People try and make flipping property complicated but, at its very core, flipping is all about buying a property for as little as possible to then sell on and make a profit, put money in your pocket.
Now, most people assume that in order to sell it on at a profit, you might have to do something to the property – but this is not always the case so long as you buy the property at the RIGHT price.
The key phrase in this strategy is that ‘you make money when you buy’.
An example of this could be buying properties direct from the owner. For example, you could find a seller who is highly motivated; someone whose primary concern is not the price because they have another problem which will be solved by selling the property quickly. Some of these problems might be; inheritance taxes, repossession pending or an unpleasant divorce. In a scenario such as this, you might be able to get the property at a low price in exchange for a fast sale, which allows you to then sell on at a profit without doing any work. It’s a bit like wholesaling – you buy cheap to then sell on at retail price.
Many times people find these properties at auction. While the properties might be quite run down, you can find them at a low price at auction houses with little competition. Using the right purchase strategy you could buy a house knowing before the purchase even completes that it would sell on at a good price without doing any work. You can even put the same house back into a more competitive auction and make a nice profit without lifting so much as a paintbrush.
This is a simple example of a basic flip. However, we could also be a little bit more sophisticated and creative with this strategy. For example, we could buy a property (still below market value – because you make money when you buy), and we could then go on to add value, i.e. through a refurbishment.
It’s important to recognise though what ‘below market value’ means in this context. While a property might be considered discounted in price, in fact, this might just reflect the amount of work needed and not be a true discount.
Doing the refurb is a sure fire way to add value but when doing the refurb, don’t forget that you need to always have in mind who you are going to sell on to. There are two reasons for this: firstly, so that you do the right specification of works and secondly, so that you spend the right amount of money.

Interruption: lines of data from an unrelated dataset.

Issue #12, opened 2015-02-12
Custom dependencies


PaNaVTEC:
Hi Bruno,
I'm trying to use the plugin but i find I need something more, in my case I have 2 modules: presentation and domain, Presentation depends on domain so I have in my build.gradle on presentation: 

```groovy
j2objcConfig {
    j2objcHome parent.ext.j2objcPath
    destDir iOsProjectPath + 'Presentation'
    testExecutedCheck false
}
```

But when I try to execute j2objcCopy it just crashes because does not find something of the classes that are on domain, I think I need to configure the classpath but there is no option to configure "j2objcConfig" with this, any hints? 

Thanks.

brunobowden:
I'm trying to understand this...

What error message do you see? Anything else helpful with --info? What
domain? What classes is it looking for?

brunobowden:
If the module uses a java plugin, it depends on "test" and if there's an
android plugin, it depends on "assemble". See the lines here:

https://github.com/brunobowden/j2objc-gradle/blob/master/j2objc.gradle#L640

            // Make sure the wider project builds successfully
            if (project.plugins.findPlugin('java')) {

project.tasks.findByName('j2objcCycleFinder').dependsOn('test')
            } else if
(project.plugins.findPlugin('com.android.application')) {

project.tasks.findByName('j2objcCycleFinder').dependsOn('assemble')
            } else {
                def message =
                        "j2objc plugin didn't find either 'java' or
'com.android.application'\n" +
                        "plugin (which was expected). When this is found,
the j2objc plugin\n" +
                        "will build and run that first to make sure the
project builds correctly.\n"
                        "This will not be done here as it can't be found."
                println message
            }

PaNaVTEC:
Both projects are java
Presentation depends on Domain and uses classes of the domain module,

presentation.build:
```groovy
dependencies {
    compile project(':domain')
}
```

I fix it as a temporary workarround adding a custom classpath arg to j2objc: 
/Users/panavtec/Documents/panavtecWorkspace/BBcleancontacts/domain/build/libs/domain.jar

I don't know if im explaining my problem well...

brunobowden:
I think I understand now. What you need to do ischange the code that
assembles the dependencies. At the moment, it will just collect the j2objc
jar's. You also need to add the other jar's.

The following code is used in the cycleFinder and translate tasks and need
the extra jar's:

                project.j2objcConfig.translateJ2objcLibs.each { library ->
[...]

PR #22, opened 2015-04-06
Automatically put java project dependencies on the sourcepath; #12

advayDev1:
Set appendProjectDependenciesToSourcepath = true to add the java srcDirs of all project dependencies to the sourcepath for j2objc.

### DIFF
--- a/j2objc.gradle
+++ b/j2objc.gradle
@@ -132,6 +132,10 @@ class J2objcPluginExtension {
     // e.g., ${projectDir}/libSrc/dagger-2.0-SNAPSHOT-sources.jar:${projectDir}/libSrc/javax.inject-1-sources.jar
     // TODO the script should detect that dagger2 is being used and automatically make the change to the sourcepath
     String translateSourcepaths = null
+    
+    // Set to true if java project dependencies of the current project should be appended to the sourcepath
+    // automatically.  You will most likely want to use --build-closure in the translateFlags as well.
+    boolean appendProjectDependenciesToSourcepath = false
 
     // COMPILE
     // Flags copied verbatim to j2objcc command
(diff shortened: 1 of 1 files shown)


confile:
+1 great idea

j2objc.gradle
```diff
@@ -394,6 +398,18 @@ class J2objcTranslateTask extends DefaultTask {
 	if (project.j2objcConfig.generatedSourceDir) {
 		sourcepath += ":${project.file(project.j2objcConfig.generatedSourceDir).path}"
 	}
+	
+	// Project depedencies.
+	if (project.j2objcConfig.appendProjectDependenciesToSourcepath) {
+		def depSourcePaths = []
```
brunobowden: Please use 4 spaces instead of 8

advayDev1: @brunobowden fixed in new squashed commit.  note however that this whole file has mixed tabs + spaces, which we should fix in a separate commit.

advayDev1: fixed in new squashed commit 395f7be7ba384a0a26b36e361c99c3dfc5aeee7b

brunobowden:
Thanks @advayDev1.

One thought, I haven't got a project with dependencies yet. Would it be sensible in the future to have this `true` by future?

advayDev1:
Yes in the future depending on how you version this code - it seems you
don't have release tags yet.  Also I'm trying to figure out how to do this
for all dependencies automatically, after that it should be default true.

confile:
If you use jar dependencies in your project they should only be added to the ``sourcepath`` if they are source jars.

confile:
@brunobowden You can merge the pull request.

PR #24, opened 2015-04-10
fix the $$ xcode bug, generate a file x$y for each x$$y files after

confile:
all files have been linked with xcode such that xcode finds the correct file.

### DIFF
--- a/j2objc.gradle
+++ b/j2objc.gradle
@@ -712,6 +712,20 @@ class J2objcXcodeTask extends DefaultTask {
 		
 	def srcFilesSize = project.files(project.fileTree(dir: srcDir)).getFiles().size()
 	println "Linked ${srcFilesSize} files to Xcode project ${xcodeProject}"
+	
+	// fix the $$ xcode bug, generate a file x$y for each x$$y files after 
+	// all files have been copied to Xcode
+	def srcFiles = project.files(project.fileTree(dir: srcDir)).getFiles()
+		
+	def col = srcFiles.findAll { file -> file.name.contains("\$\$") }
+	project.copy {
+	    from(col)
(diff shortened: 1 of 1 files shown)


confile:
See: http://stackoverflow.com/questions/29555225/xcode-no-such-file-or-directory-if-filename-contains-sign

j2objc.gradle
```diff
@@ -712,6 +712,21 @@ class J2objcXcodeTask extends DefaultTask {
 		
 	def srcFilesSize = project.files(project.fileTree(dir: srcDir)).getFiles().size()
 	println "Linked ${srcFilesSize} files to Xcode project ${xcodeProject}"
+	
+	// fix the $$ xcode bug, generate a file x$y for each x$$y files after
```
brunobowden: From the Stack Overflow answer, it appeared that for a x$$y file, it would add a x$$$$y file. You're adding a x$y file though, so I'm confused?

brunobowden: TODO(confile): remove once Xcode is able to correctly handle x$$y filename in compile.

Good that you included the reference to the SO issue

confile: @brunobowden When you have a file x$$y Xcode searches for x$y. I tested my approach with xcode and it worked fine.

confile:
@brunobowden The SO answer suggests the same. I think you misunderstood the answer. It approaches the problem from the other way round. If you want xcode to reference x$$y you need x$$$$y which is the same as when you have X$$$$y xcode will search for x$$y or another example when you have x$$y xcode searches for x$y.

brunobowden:
@confile - I have to merge this manually

confile:
ok

PR #27, opened 2015-04-13
Move testrunner to j2objcc directory

brunobowden:


brunobowden:
@confile - please take a look at this

confile:
I am okay with it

For example, if you’re going to buy properties that are great for buy to lets then you are more than likely going to be selling to an investor, and you need to remember that an investor is likely to want some kind of discount. Unless you adjusted your specification and costs to account for this, it is inevitably going to eat into your margin.
There’s a lot to think about when doing flips, but regardless of your strategy you should always keep an eye out for a property that might be worth flipping. You never know when you are going to come across one and it can be a great way of making some cash.
The big advantage of a flip over a buy to let is that a typical B2L is that when you do a flip and sell the property on, you can get your hands on a large chunk of cash – cash that could be used, for example, as a deposit to finance another buy to let.